TASK PROMPT:
Report how many lines in the listing below include the word "just". Write nothing besides the number.

MATERIAL TO PROCESS:
PR #114, opened 2016-09-30
Progress api

darnir:


darnir:
In general I agree. In fact what you say is similar to what I had in mind. 
Except, init (height = nthreads + 1). We don't need to specify the width, because:

* The libwget/ routines don't need it. Why is the width required there anymore?
* Since each thread prints it's own bar via bar_printf(), then we don't need to allocate the progress buffer of screen_width size within libwget/
* The screen_width may keep changing if the user changes the terminal size. There is no single value and there is no max value either. To keep it completely dynamic, we should not involve the library code in this

The third point is one of the chief reasons, I have been planning to move the progress bar code to client side. It makes resizing for screen width much simpler.

Like you said, the caching stuff should be in src/. Also, you mention that each thread prints its own bar via bar_printf(). If you combine these two statements, we get that the layout of the progress bar is created in src/ and then a `char *` buffer is passed to libwget's wget_bar_print() method to simply output it to the screen at the correct slot.

So, if I take all ideas together, it should work something similar to this:

* Each downloader thread shares a download context with the progress bar routines in src/. This download context contains details like filename, max file size and amount of data downloaded
* The progress bar thread which is created in src/ runs every x milliseconds and for each thread in nthreads, it creates the image of the progress bar using the data shared in the downloader context:
```
for (int i = 0; i < nthreads; i++) {
    wget_bar_print(bar, i, create_progress_image(down_ctx[i]))
}
```
where `create_progress_image(wget_bar_ctx *ctx)` does what `_bar_update_slot()` does currently except that it returns a char * buffer instead of printing it to screen.

I hope I cleared the design well enough by now.

rockdaboot:
Originally I had several tools in mind, all downloading something, all in need of the same progress bar code.
Not repetitions of code, so moved all the code you describe above into a library.
The layout and calculation of width all in the library. The app just sets the data when appropriate.
'data', that is all need to display a bar, e.g. filename, filesize (or -1 if unknown), current bytes downloaded.
That reduces the application code to a minimum, no context needed (just a slot index where we either use downloader.id or we also could use the thread id which then internally maps to a slot number).

The caveat with this approach: The bar layout is hard coded in the library, just with 'fields' that are filled dynamically.

I would use an external library (there exist progress libraries !), if I had found one with multiple lines). All I could find was libraries with one single progress line.

But you are the current progress bar expert and I am really fine with whatever you decide.
My current opinion is: move the 'library bar code' out of the libwget, keep it as separated file in src/. Maybe we later decide to create an own libwget-progress with this code. And just go on as you like. The first goal is to get it working. Thereafter we can optimize/split the code as we want.

darnir:
I agreed with the idea back then. Which is why I created the downloader context which allows the client to fill in the data required for drawing the progress bar while the library does all the work. 

The context is required since only the client code knows how much data has been downloaded for each thread. And the filename and other specific details are also available only from the client. This has the problem, as you mentioned that the design of the progress bar is hard coded. If not, we should remove all that code and put it in src/bar.c . If we want, we can move that to a separate library at a later stage

rockdaboot:
> The context is required since ...

The 'context' could be kept inside the library code. The app just says (based on slot/threadid):
- new download starting, filename=? and expected size=?
- on each read, number of read bytes=?
- end of file: ok, done

Nothing else is needed for a basic progress bar.

> If we want, we can move that to a separate library at a later stage

I am ok with that. Please feel free to do whatever fits best to your design or the amount of time you want to spend.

ANSWER BOX:
5